Cell death is a key feature of sepsis-associated ATI, potentially involving various forms of cell death, such as previously reported apoptosis [9]. By administering Fer-1 to septic mice, we found that blocking ferroptosis effectively alleviates ATI, suggesting that ferroptosis plays a crucial role in ATI. Ferroptosis has been extensively implicated in sepsis-related organ damage. Inhibiting ferroptosis can partially reduce parenchymal cell damage in various sepsis models, such as cardiomyocytes, pulmonary epithelial cells, renal tubular cells, and hepatocytes, thereby ameliorating associated organ injury [13,14,15,16]. Additionally, ferroptosis has also been identified in immune cells, including CD4 T cells, macrophages, and dendrite cells during sepsis [18,19,20]. Typically, ferroptosis occurs rapidly, particularly under conditions of iron overload [39]. Our experimental results demonstrated significant increases in both Fe2+ and total iron levels within thymocytes. Previous studies indicate that ferroptotic cells exhibit immunogenic properties, which can amplify the inflammatory cascade and contribute to further cell death [12]. In our mouse model of sepsis, we observed rapid sepsis-induced ATI, evidenced by significant thymic atrophy and widespread thymocyte death within 24 h of CLP. Transcriptomic analysis identified significant changes in ferroptosis-related genes, such as Ptgs2, Alox5, Alox15, Acsl3, and others. RNA-seq analysis of thymocytes from both sham-operated and septic mice, coupled with the administration of a ferroptosis inhibitor in vivo, confirmed that ferroptosis plays a central role in sepsis-induced ATI. To the best of our knowledge, this study presents new evidence indicating the presence of ferroptosis in thymocytes during sepsis. To further elucidate the drivers of thymocyte ferroptosis, we compared the differentially expressed genes from our transcriptomic analysis with ferroptosis driver genes listed in the FerrDb database. This approach identified IDO1 as a key driver of thymocyte ferroptosis.

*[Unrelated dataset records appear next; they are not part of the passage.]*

PR #21807, opened 2026-06-22
feat(protocol): add Inbox.init2() to reset Inbox core state

dantaik:
Adds a one-time `init2` to Inbox to reset chain state.

PR #21212, opened 2026-01-26
feat(protocol): add mintEth to Bridge for trusted protocols

dantaik:
This is to prepare the Bridge to be able to trust certain protocols, e.g. https://github.com/taikoxyz/shadow, to mint ETH.

PR #21820, opened 2026-06-22
feat(protocol): port hack recovery hooks to v3

ggonzalez94:
## Summary

This PR fixes all the structural issues the exploit caused. 
1. Implements a version  for signals and checkpoints in the `SignalService` so that any previous state transition cannot be used to withdraw funds from the bridge or to verify any L2 state on L1
2. adds a new  one time initializer function  `Bridge.init3(bytes32[])` to invalidate existing retriable messages the attacker had already proven, but was not able to execute. Without this, even with the fix in 1. he can re-execute the existing messages.
3. adds a new one time initializer function to the inbox `Inbox.init2(...)` to restore the state of the chain to a point before the attack.
4. removes the `IEthMinter` funcitionality that was never deployed on-chain, and was part of a [feature](https://github.com/taikoxyz/taiko-mono/pull/21212) Taiko decided not to deploy. This aligns the code with that decision

Ports the recovery changes from #21806, #21809, and #21807 onto `taiko-alethia-protocol-v3.0.0` in one branch.

## Intentional differences from source PRs

- Bridge recovery marks each listed `RETRIABLE` message as `DONE` instead of deleting the status back to `NEW`. This prevents both proofless retries and later re-processing as a fresh message. Because of that, this does not carry over #21809's `MessageStatusReset` event; it emits the existing `MessageStatusChanged` event.
- Inbox recovery is `onlyOwner` instead of a hardcoded recovery admin address, matching the DAO/governance execution path for the deployed owner-controlled proxy.


packages/protocol/contracts/shared/bridge/Bridge.sol
```diff
@@ -126,6 +126,18 @@ contract Bridge is EssentialResolverContract, IBridge, IEthMinter {
...
     }
 
+    /// @notice Invalidates stale retriable messages by marking them done.
+    /// @dev Intended for one-time recovery on already deployed contracts. Each message must
+    /// currently be in `Status.RETRIABLE`; marking it `DONE` prevents both proofless retries and
+    /// later re-processing as a new message.
+    /// @param _msgHashes The hashes of the messages to invalidate.
+    function init3(bytes32[] calldata _msgHashes) external onlyOwner reinitializer(3) {
+        for (uint256 i; i < _msgHashes.length; ++i) {
+            _checkStatus(_msgHashes[i], Status.RETRIABLE);
```
ggonzalez94: remove this. we should make setting the status unconditionally DONE

dantaik (approved):

davidtaikocha (approved):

IDO1 is a pivotal immunoregulatory enzyme that plays a critical role in Trp metabolism, catalyzing the first rate-limiting step in the Trp-Kyn pathway. The expression of IDO1 can be upregulated by various inflammatory stimuli, such as IL-6, TNF-α, and IFN-γ [40]. IDO1 has been extensively studied in the context of cancer, where its overexpression is often linked to immune evasion by tumor cells, potentially through mechanisms such as inhibiting T cell activation, promoting T cell apoptosis, and expanding regulatory T cell (Treg) populations [41]. Moreover, IDO1 has been implicated in promoting oxidative stress and apoptosis during myocardial infarction and renal ischemia-reperfusion injury [42, 43]. In the context of sepsis, increased IDO1 expression is believed to contribute to sepsis-associated immunosuppression, broadly affecting various immune cell populations, including T cells, B cells, monocytes, and neutrophils [28]. However, there remains limited understanding of IDO1’s regulatory role in thymocytes during sepsis.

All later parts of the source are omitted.